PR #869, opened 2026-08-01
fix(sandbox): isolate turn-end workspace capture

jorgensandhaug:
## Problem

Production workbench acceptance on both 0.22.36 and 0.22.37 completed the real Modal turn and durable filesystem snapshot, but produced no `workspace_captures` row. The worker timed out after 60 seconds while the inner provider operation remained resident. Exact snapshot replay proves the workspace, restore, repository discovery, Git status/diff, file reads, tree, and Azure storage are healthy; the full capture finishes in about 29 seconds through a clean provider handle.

──────

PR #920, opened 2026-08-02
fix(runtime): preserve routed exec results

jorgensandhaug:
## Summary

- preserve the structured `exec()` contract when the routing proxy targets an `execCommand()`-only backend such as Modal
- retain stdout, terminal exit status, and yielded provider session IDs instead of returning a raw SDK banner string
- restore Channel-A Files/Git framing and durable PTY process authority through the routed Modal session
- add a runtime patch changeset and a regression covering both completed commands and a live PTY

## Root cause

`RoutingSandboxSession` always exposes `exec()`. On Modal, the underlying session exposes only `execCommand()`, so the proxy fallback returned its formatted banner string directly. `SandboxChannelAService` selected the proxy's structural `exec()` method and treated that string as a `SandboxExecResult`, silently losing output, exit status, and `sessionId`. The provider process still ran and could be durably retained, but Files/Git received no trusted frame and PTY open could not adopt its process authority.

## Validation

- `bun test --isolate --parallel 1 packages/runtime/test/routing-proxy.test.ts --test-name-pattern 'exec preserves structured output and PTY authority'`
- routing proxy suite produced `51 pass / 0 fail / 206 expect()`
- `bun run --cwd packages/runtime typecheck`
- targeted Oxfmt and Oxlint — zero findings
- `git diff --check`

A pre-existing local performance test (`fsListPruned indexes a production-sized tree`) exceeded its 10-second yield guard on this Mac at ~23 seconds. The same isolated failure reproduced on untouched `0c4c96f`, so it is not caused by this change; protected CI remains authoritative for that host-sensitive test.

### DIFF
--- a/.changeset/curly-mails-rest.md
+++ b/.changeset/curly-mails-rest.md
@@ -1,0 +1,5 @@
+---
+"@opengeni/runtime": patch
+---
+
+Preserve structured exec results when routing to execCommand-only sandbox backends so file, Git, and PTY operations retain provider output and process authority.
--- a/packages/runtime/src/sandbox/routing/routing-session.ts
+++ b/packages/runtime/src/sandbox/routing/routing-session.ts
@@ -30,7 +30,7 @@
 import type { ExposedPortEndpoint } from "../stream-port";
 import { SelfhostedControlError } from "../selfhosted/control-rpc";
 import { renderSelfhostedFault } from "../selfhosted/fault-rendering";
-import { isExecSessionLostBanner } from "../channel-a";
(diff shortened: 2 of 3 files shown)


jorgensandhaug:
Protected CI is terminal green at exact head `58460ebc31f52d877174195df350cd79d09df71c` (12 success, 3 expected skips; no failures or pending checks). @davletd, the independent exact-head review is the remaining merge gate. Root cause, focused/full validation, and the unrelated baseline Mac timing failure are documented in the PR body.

──────

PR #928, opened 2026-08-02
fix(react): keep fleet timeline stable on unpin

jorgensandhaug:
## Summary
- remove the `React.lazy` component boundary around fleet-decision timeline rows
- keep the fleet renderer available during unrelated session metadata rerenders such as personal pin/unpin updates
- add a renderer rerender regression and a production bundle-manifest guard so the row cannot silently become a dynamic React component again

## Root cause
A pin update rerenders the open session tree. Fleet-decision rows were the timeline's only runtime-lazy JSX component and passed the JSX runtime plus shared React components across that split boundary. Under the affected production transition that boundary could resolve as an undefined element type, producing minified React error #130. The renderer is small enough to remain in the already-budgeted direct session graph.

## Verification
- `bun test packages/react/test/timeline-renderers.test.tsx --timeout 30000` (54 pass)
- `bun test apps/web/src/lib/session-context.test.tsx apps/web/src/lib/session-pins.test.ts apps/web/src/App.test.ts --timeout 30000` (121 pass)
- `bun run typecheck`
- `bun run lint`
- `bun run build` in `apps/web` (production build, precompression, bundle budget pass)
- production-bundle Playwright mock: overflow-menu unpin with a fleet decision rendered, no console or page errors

──────

Assignment = Using the listing, collect all lines in which the string "process" is found.

Written answer =
- restore Channel-A Files/Git framing and durable PTY process authority through the routed Modal session
`RoutingSandboxSession` always exposes `exec()`. On Modal, the underlying session exposes only `execCommand()`, so the proxy fallback returned its formatted banner string directly. `SandboxChannelAService` selected the proxy's structural `exec()` method and treated that string as a `SandboxExecResult`, silently losing output, exit status, and `sessionId`. The provider process still ran and could be durably retained, but Files/Git received no trusted frame and PTY open could not adopt its process authority.
+Preserve structured exec results when routing to execCommand-only sandbox backends so file, Git, and PTY operations retain provider output and process authority.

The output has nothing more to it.